絶望の淵に立たされていた私に、剣を納めた好青年がクルッと体を回して手を差し伸べた。
「大丈夫?怪我はない?」
まるで、大した相手じゃないと言わんばかりに、ニカッとはにかむ笑顔。
そんな好青年に若干戸惑いながらも、小さく頷いて手を握った。
「大丈夫です……ありがとう、ございます……」
好青年に釣られるように、恐怖に怯えていた私の口角が上がる。
きっと、この時からだと思う。
私が、一生この人の背中を追いかけようと思ったのは。
「すみませーん!この冒険者を探していますー!心当たりのある人はいませんかー!!」
一枚の薄汚れた紙を片手に、とにかく声を張り上げる。
サラマンダーに追い詰められてから早5年。
冒険者だった私は、あの助けてくれた好青年を探すために、『新聞記者』となった。
本当は冒険者として探したかったけれど、色々とあって今は新聞記者として色んな街を走り回っている。

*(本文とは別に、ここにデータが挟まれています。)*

PR #756, opened 2021-06-05
Item #8853: Adjust Concept dialog utilities with new feature work

Sigmonia:
#### Rationale
Concept dialog test utilities updates to support Item #8853: Ontology, Form insert and updates

#### Related Pull Requests
* https://github.com/LabKey/ontology/pull/43

#### Changes
* Look for Ontology selector for concept code columns
* adjusted waiting and dialogs ready checks

### DIFF
--- a/src/org/labkey/test/components/ui/ontology/ConceptPickerDialog.java
+++ b/src/org/labkey/test/components/ui/ontology/ConceptPickerDialog.java
@@ -1,5 +1,6 @@
 package org.labkey.test.components.ui.ontology;
 
+import org.labkey.test.Locator;
 import org.labkey.test.components.bootstrap.ModalDialog;
 import org.labkey.test.components.react.ReactSelect;
 import org.openqa.selenium.WebDriver;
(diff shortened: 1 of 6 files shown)


src/org/labkey/test/components/ui/ontology/ConceptPickerDialog.java
```diff
@@ -116,6 +115,12 @@ public ConceptPickerDialog selectOntology(String ontology)
         return select.getOptions();
     }
 
+    public ConceptPickerDialog waitForActiveTreeNode()
```
labkey-chrisj, line 119: getVisibleActiveNode() should already wait for the node, if all you need is the wait/sync

src/org/labkey/test/components/ui/ontology/OntologyTreePanel.java
```diff
@@ -71,6 +79,8 @@ protected ElementCache newElementCache()
     protected class ElementCache extends Component<?>.ElementCache
     {
         WebElement nodeContainer = Locator.tag("ul").parent().findWhenNeeded(this);
+        Locator activeNode = Locator.tagWithClass("div", "filetree-node-active");
```
labkey-chrisj, line 82: does this mean the finder for TreeNodeFinder.activeOnly() is looking for a different locator now?
To this point, I've been using TreeNodeFinder to build node locators

src/org/labkey/test/params/FieldDefinition.java
```diff
@@ -313,13 +314,19 @@ public FieldDefinition setPrincipalConceptCode(String principalConceptCode)
...
 
+    public String getPrincipalConceptSearchSourceOntology()
+    {
+        return _principalConceptSearchSourceOntology;
+    }
+
     public String getPrincipalConceptSearchExpression()
     {
         return _principalConceptSearchExpression;
     }
```
labkey-chrisj, line 326: I think it will be helpful to note that the searchExpression is to support the UI case/not be passed in as json to the remoteAPI.  We only use the searchExpression to give the UI the ability to obtain the conceptCode, when we're using the API we give it the conceptCode directly

labkey-chrisj (approved):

「あ!すみません!この冒険者を探しているんですけど、心当たりありませんか!」
目が合い、かと思えば途端に逸らしてくる頭巾を被った女性にかぶりつく。
逃さないように顔を近づけ、自分なりに頑張って描いた絵を指差す。
「……その絵、本当に人……?」
眉間にシワを寄せながら告げてくるけど、これはれっきとした人間。
確かにちょっと歪だけど……それでも”特徴”は掴めているはず!
「もちろん人です!”黒い髪と青い瞳”を見れば自ずと分かるはずです!」
この国には珍しい黒い髪を纏い、一目見るだけでも吸い込まれそうになる綺羅びやかに輝く青い瞳。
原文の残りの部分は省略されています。